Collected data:
****************************************

PR #289, opened 2015-08-10
reword to prevent ambiguity

waldyrious:
"original" can be associated with the origin of the link and lead to confusion if not read carefully. Using "target" instead prevents this ambiguity.

Btw, the third example seems to have been copied from the prior example but not fully adapted: "original/file" should have said (if I'm reading this correctly) "original/folder".

Also, I removed `/file` from the "file or folder" examples, to make it more generic.

PR #612, opened 2016-01-05
ln: remove overwrite option for directories

denis-sokolov:
-T is not present on my system, and the behavior itself is completely unintuitive.
How exactly do you overwrite a directory? Do you recursively delete its children?

### DIFF
--- a/pages/common/ln.md
+++ b/pages/common/ln.md
@@ -10,10 +10,6 @@
 
 `ln -sf {{path/to/new/original/file}} {{path/to/file/link}}`
 
-- overwrite a symbolic link to a folder
-
-`ln -sfT {{path/to/new/original/file}} {{path/to/folder/link}}`
-
 - create a hard link to a file or folder
 
 `ln {{path/to/original/file}} {{path/to/link}}`


igorshubovych:
That's interesting `-F` is present in OSX. Do you use Linux?

To me it does not look useful. So I agree with you here. I would love to hear others' opinions.

denis-sokolov:
`-F`? It's `-T` in our current code. So it's a typo, then. I do have `-F`.

rubenvereecken:
I have `-T` on my Linux and I had to use it a couple of days ago because my symlink wouldn't overwrite. Apparently that was because it was a symlink to a _directory_, not a file. The `-T` fixed it for me. But to be honest, I'd never find it given just this description and even now I had to think hard about what it does.

igorshubovych:
Sorry, `-T`. Yes, I do not have `-T` option on OSX.

igorshubovych:
Thanks

waldyrious:
After merging #289, I'm thinking this one was too hastily merged. The new description with that PR would have been:

> Overwrite an existing symbolic to point to a different folder:
> `ln -sfT {{path/to/new/folder}} {{path/to/folder/symlink}}`

Isn't that clear enough, and useful enough, to warrant its presence? In what systems doesn't this option exist? @rubenvereecken

denis-sokolov:
@waldyrious, that description is still confusing. How is overwriting a symlink by pointing it to a file different from overwriting a symlink by pointing it to a directory?

If that makes sense and I miss it, how useful is this command, how popular is such a use case?

Also, two comments above you can see `-T` option is missing on OSX.

waldyrious:
@denis-sokolov it's no different, hence the reasoning that if one is considered a valid application of the command, the other should too. A single example would suffice if the folder usage merely implied changing the first parameter from `path/to/new/file` to `path/to/new/folder`, but if the -T is needed, I would say it's useful to have it as a separate example. I hope that makes sense.

As for `-T` not existing on OSX (btw, did I get it right that -F has the same effect on OS X?), then we should probably duplicate this page under linux/ and add the -T example, and also on osx/ adding the -F example (even though that creates the duplication/syncing problem we've discussed elsewhere, /cc @rprieto).

denis-sokolov:
Either I misunderstand the application, or it does not work that way. `ln` creates a symlink _inside_ the linked directory:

****************************************

ABOUT THIS EXERCISE: Beginning with the first line above, transcribe all of the data exactly.

RESPONSE TO THIS EXERCISE:
PR #289, opened 2015-08-10
reword to prevent ambiguity

waldyrious:
"original" can be associated with the origin of the link and lead to confusion if not read carefully. Using "target" instead prevents this ambiguity.

Btw, the third example seems to have been copied from the prior example but not fully adapted: "original/file" should have said (if I'm reading this correctly) "original/folder".

Also, I removed `/file` from the "file or folder" examples, to make it more generic.

PR #612, opened 2016-01-05
ln: remove overwrite option for directories

denis-sokolov:
-T is not present on my system, and the behavior itself is completely unintuitive.
How exactly do you overwrite a directory? Do you recursively delete its children?

### DIFF
--- a/pages/common/ln.md
+++ b/pages/common/ln.md
@@ -10,10 +10,6 @@
 
 `ln -sf {{path/to/new/original/file}} {{path/to/file/link}}`
 
-- overwrite a symbolic link to a folder
-
-`ln -sfT {{path/to/new/original/file}} {{path/to/folder/link}}`
-
 - create a hard link to a file or folder
 
 `ln {{path/to/original/file}} {{path/to/link}}`


igorshubovych:
That's interesting `-F` is present in OSX. Do you use Linux?

To me it does not look useful. So I agree with you here. I would love to hear others' opinions.

denis-sokolov:
`-F`? It's `-T` in our current code. So it's a typo, then. I do have `-F`.

rubenvereecken:
I have `-T` on my Linux and I had to use it a couple of days ago because my symlink wouldn't overwrite. Apparently that was because it was a symlink to a _directory_, not a file. The `-T` fixed it for me. But to be honest, I'd never find it given just this description and even now I had to think hard about what it does.

igorshubovych:
Sorry, `-T`. Yes, I do not have `-T` option on OSX.

igorshubovych:
Thanks

waldyrious:
After merging #289, I'm thinking this one was too hastily merged. The new description with that PR would have been:

> Overwrite an existing symbolic to point to a different folder:
> `ln -sfT {{path/to/new/folder}} {{path/to/folder/symlink}}`

Isn't that clear enough, and useful enough, to warrant its presence? In what systems doesn't this option exist? @rubenvereecken

denis-sokolov:
@waldyrious, that description is still confusing. How is overwriting a symlink by pointing it to a file different from overwriting a symlink by pointing it to a directory?

If that makes sense and I miss it, how useful is this command, how popular is such a use case?

Also, two comments above you can see `-T` option is missing on OSX.

waldyrious:
@denis-sokolov it's no different, hence the reasoning that if one is considered a valid application of the command, the other should too. A single example would suffice if the folder usage merely implied changing the first parameter from `path/to/new/file` to `path/to/new/folder`, but if the -T is needed, I would say it's useful to have it as a separate example. I hope that makes sense.

As for `-T` not existing on OSX (btw, did I get it right that -F has the same effect on OS X?), then we should probably duplicate this page under linux/ and add the -T example, and also on osx/ adding the -F example (even though that creates the duplication/syncing problem we've discussed elsewhere, /cc @rprieto).

denis-sokolov:
Either I misunderstand the application, or it does not work that way. `ln` creates a symlink _inside_ the linked directory:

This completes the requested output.